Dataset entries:
------

PR #417, opened 2025-10-22
Feature/client upload script

ascibisz:
# Problem
Add upload script for uploading recipes that we want to show up on the cellpack client site
[Link to story or ticket](https://github.com/AllenCell/cellpack-client/issues/113)

# Solution
I decided it makes more sense to have this upload script in this repo rather than the cellpack-client repo so we could reuse the `upload` python code rather than re-implementing it in typescript.

Also added some documentation to explain how to use this code to upload the necessary metadata for the cellpack client.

------

What is expected. Every entry should be printed again exactly as written.

Task response.
PR #417, opened 2025-10-22
Feature/client upload script

ascibisz:
# Problem
Add upload script for uploading recipes that we want to show up on the cellpack client site
[Link to story or ticket](https://github.com/AllenCell/cellpack-client/issues/113)

# Solution
I decided it makes more sense to have this upload script in this repo rather than the cellpack-client repo so we could reuse the `upload` python code rather than re-implementing it in typescript.

Also added some documentation to explain how to use this code to upload the necessary metadata for the cellpack client.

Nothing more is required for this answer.